- [Task details] Below are records. Copy every line with "informations" in it.

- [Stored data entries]
────────

PR #1325, opened 2016-01-08
Fix #1324 CUDA<7.5 + Boost 1.60.0 + C++11

### LINKED ISSUE #1324: Compile failure for CUDA 7.0 with boost 1.60
There is a compiler bug in CUDA 7.0 that surfaces with boost 1.60 and C++11 (which must be used in 1.60 due to a boost bug). That prevents compiling. This is fixed in CUDA 7.5

https://svn.boost.org/trac/boost/ticket/11897

ax3l:
Fix #1324 Work around as found by @Flamefire to mitigate a CUDA <=7.0 bug that prevents Boost 1.60.0 from building.

Previous boost versions are not affected.

fantastic work @Flamefire ! Can you confirm the work-around works for you?

### DIFF
--- a/src/picongpu/CMakeLists.txt
+++ b/src/picongpu/CMakeLists.txt
@@ -282,6 +282,16 @@ if( (Boost_VERSION EQUAL 106000) AND
                         "`-std=c++11` when compiling with Boost 1.60.0")
 endif()
 
+# Boost 1.60.0 and CUDA releases prior to 7.5 fail on variadic templates
+# when used with C++11
+if( (Boost_VERSION EQUAL 106000) AND
+    (CUDA_VERSION VERSION_LESS 7.5) AND
+    (NOT CMAKE_CXX_STANDARD EQUAL 98) )
+    # Boost Bug https://svn.boost.org/trac/boost/ticket/11897
+    message(STATUS "Boost: Disable variadic templates")
+    add_definitions(-DBOOST_NO_CXX11_VARIADIC_TEMPLATES)
+endif()
+
 
 ################################################################################
 # Find OpenMP


src/picongpu/CMakeLists.txt
```diff
@@ -282,6 +282,16 @@ if( (Boost_VERSION EQUAL 106000) AND
                         "`-std=c++11` when compiling with Boost 1.60.0")
 endif()
 
+# Boost 1.60.0 and CUDA releases prior to 7.5 fail on variadic templates
+# when used with C++11
+if( (Boost_VERSION EQUAL 106000) AND
+    (CUDA_VERSION VERSION_LESS 7.5) AND
+    (NOT CMAKE_CXX_STANDARD EQUAL 98) )
```
ax3l: there is only `CMAKE_CXX_STANDARD` `98` and `11` right now defined but a newer number might show up some time, too (and will be affected).

if you don't like that line we can write more clearly `(CMAKE_CXX_STANDARD EQUAL 11)`

src/picongpu/CMakeLists.txt
```diff
@@ -282,6 +282,16 @@ if( (Boost_VERSION EQUAL 106000) AND
...
+    # Boost Bug https://svn.boost.org/trac/boost/ticket/11897
+    message(STATUS "Boost: Disable variadic templates")
+    set(CUDA_NVCC_FLAGS
```
Flamefire: Rather use add_definitions which would be the correct way to add definitions

Flamefire:
Tested on hypnos with CUDA 7.0 and the use of  `add_definition`: WORKS :+1:

src/picongpu/CMakeLists.txt
ax3l:
```cmake
add_definitions(-DBOOST_NO_CXX11_VARIADIC_TEMPLATES)
```

ax3l:
updated. @erikzenker interested in this PR? :)

erikzenker:
I will have a look !

erikzenker:
Very good work! Thx to @ax3l  and @Flamefire. Could you please squash the commits to a single one? If this is done I will merge this PR :sun_with_face:

ax3l:
@erikzenker done :)

src/picongpu/CMakeLists.txt
ax3l: later finding in #1603: `-DBOOST_NO_CXX11_TEMPLATE_ALIASES` is enough as  a work-around

PR #1326, opened 2016-01-11
fix deadlock in asyncSend

### LINKED ISSUE #1322: Freeze of picongpu if used MPI_Allgather in plugin
Hi,

I noticed a bug in picongpu while writing at isaac. I managed to write a minimal example plugin, which shows the error. The plugin called "MPIStressTest" is avalaible at my picongpu fork in the branch "mpistresstest": https://github.com/theZiz/picongpu/tree/mpistresstest

The plugin uses this code in the `notify()` call:

``` C++
testClass.update( cellDescription );
//Some sample MPI magic
int numProc;
MPI_Comm_size(mpi_world, &numProc);
float buffer[numProc];
float my_value = float(rand());
if (mode & 1)
    MPI_Allgather( &my_value, 1, MPI_FLOAT, buffer, 1, MPI_FLOAT, mpi_world);
if (mode & 2)
    MPI_Bcast( buffer, numProc, MPI_FLOAT, 0, mpi_world);
```

The `mode` in line 7 and 9 is a parameter set in the submit cfg. The applications freezes if the mode is 1 or 3, so if "MPI_Allgather" is called. However it may be, that MPI_Bcast makes picongpu freeze, too, from time to time. I was just not able to repdroduce this.

However this MPI call is the reason for the freeze, but the application does not freeze at this point. It freezes in the `update` method of the dummy test class `testClass` with this implementation:

```
void update( MappingDesc *cellDescription )
{
    const SubGrid<simDim>& subGrid = Environment< simDim >::get().SubGrid();
    DataConnector &dc = Environment< simDim >::get().DataConnector(); 
    FieldE * pField = &(dc.getData< FieldE > (FieldE::getName(), true));
    DataSpace< simDim > guarding = SuperCellSize::toRT() * cellDescription->getGuardingSuperCells();
    //printf("get device data box\n");
    FieldE::DataBoxType dataBox = pField->getDeviceDataBox();
    //printf("done\n");
    FieldE::DataBoxType shifted = dataBox.shift( guarding );
}
```

The function `FieldE::DataBoxType dataBox = pField->getDeviceDataBox();` does not return (Checked with the surrounded printfs) for one node. However every else node will block at any later MPI call, too, because of the frozen rank.

I defined DEBUG_EVENTS in src/libPMacc/include/eventSystem/Manager.tpp to have some debug informations at this point. If the appliaction freezes this is printed to stdout:

```
[1,13]<stdout>:TaskReceive 1 2
[1,13]<stdout>:TaskReceiveMPI 1 2
```

Most of the time it happens right at the start, but sometimes after more than 100 steps, sometimes is runs the full simulation without problems. Most of the time the error is exactly as posted, but sometimes the 2 is switched for 3 or the message appears twice, but in this case the ranks in front of <stdout> are different.

I used the Laserwakefield example with default parameters. In my submit cfg I have only the test plugin activated. I am using 16 gpus with x=2, y=4, z=2 and a grid of 128 x 512 x 128. If I set x=1, y=16 and z=1 the bug appears more rarely, but still occurs.

It doesn't matter, how I start the job (direct qsub or qsub with bash).

If you need more informations about my test settings, don't hesitate to ask!

Greetings, Ziz

psychocoderHPC:
- `GridBuffer.hpp` and `ParticlesBuffer.hpp`: set gpuFree event to communication event
- close #1322 **Freeze of picongpu if used MPI_Allgather in plugin**

A deadlock in the async communication is triggered when process one opened a `MPI_Receive` while the destination process two not opened the `MPI_Send` and starts a MPI collective operation. In this case the event system stops and not start the `MPI_Send` from process two which wait in a side dependency chain. Process one wait for finish of the `MPI_Receive` before it can start the collective operation. Now we had a classical deadlock.

This patch only solve the deadlock a cleanup of the interfaces will done in a separate pull request.

**Tests:**
- [x] example plugin from #1322 ( command: `mpiexec -n  4 ./picongpu -d 2 2 1 -g  64 128 32 -s 10 --mpitest.period 1 --mpitest.mode 3`)

### DIFF
--- a/src/libPMacc/include/memory/buffers/GridBuffer.hpp
+++ b/src/libPMacc/include/memory/buffers/GridBuffer.hpp
@@ -519,6 +519,7 @@ public:
         {
             __startTransaction(serialEvent + sendEvents[sendEx]);
             sendEvents[sendEx] = sendExchanges[sendEx]->startSend(gpuFree);
+            gpuFree = sendEvents[sendEx];
             __endTransaction();
             return sendEvents[sendEx];
         }
--- a/src/libPMacc/include/particles/memory/buffers/ParticlesBuffer.hpp
+++ b/src/libPMacc/include/particles/memory/buffers/ParticlesBuffer.hpp
@@ -282,7 +282,7 @@ public:
         EventTask exchangeMemoryIndexerGPUEvent;
         EventTask returnEvent = framesExchanges->asyncSend(serialEvent, ex, framesExchangesGPUEvent) +
             exchangeMemoryIndexer->asyncSend(serialEvent, ex, exchangeMemoryIndexerGPUEvent);
-        gpuFree = framesExchangesGPUEvent + exchangeMemoryIndexerGPUEvent;
+        gpuFree = returnEvent;
         return returnEvent;
     }
 


ax3l:
thank you a lot! :sparkles:

PR #1327, opened 2016-01-11
clean up send interfaces

psychocoderHPC:
- remove copyEvent from all send methods in buffer and tasks
- `TaskSend`: remove member `EventTask copyEvent`
- `tasks/Factory`:
  - remove copy event from interface
  - update documentation

Follow up of ~~#1326~~

Tests:

- [x] LWFA with 16 K20


ax3l:
@psychocoderHPC thanks for the split! :)

Issue #1333, opened 2016-01-15
Allocate/Initialization Naming


ax3l:
Name all allocation and initialization members correctly.

- `allocate()`:
   - allocate ressources (such as GPUs) and memory
   - register in `DataConnector`
- `initialize()`:
   - fill allocated memory with data
   - add exchanges
- `clear()`:
   - reset to state after `allocate()` so `initialize()` can be called again (does not deallocate memory but might for example drop frames with particles)
- `deallocate()`:
   - deallocate memory
   - unsign from `DataConnector` (not implemented)

For functions that are currently not splitted or not useful to be splitted between `allocate()` and `initialize()` call them
- `allocateAndInitialize()`

ax3l:
ccing @psychocoderHPC

erikzenker:
I would like to have an offgithub meeting about this issue.

ax3l:
Absolutely, just recorded our offline discussion results so far for continuation (-> [WIP])

bussmann:
Would like to join.

PR #1335, opened 2016-01-15
FieldJ: `clear()` -> `assign(value)`

ax3l:
`Clear()` in STL language might resize members. What this member does is `assign` a value.

Related to #1333 (naming collision).

@psychocoderHPC @erikzenker


erikzenker:
Using `assign(val)` instead of `clear()` makes the source code more clear to me ...more explicit -> I like it !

────────

- [Task solution]
I defined DEBUG_EVENTS in src/libPMacc/include/eventSystem/Manager.tpp to have some debug informations at this point. If the appliaction freezes this is printed to stdout:
If you need more informations about my test settings, don't hesitate to ask!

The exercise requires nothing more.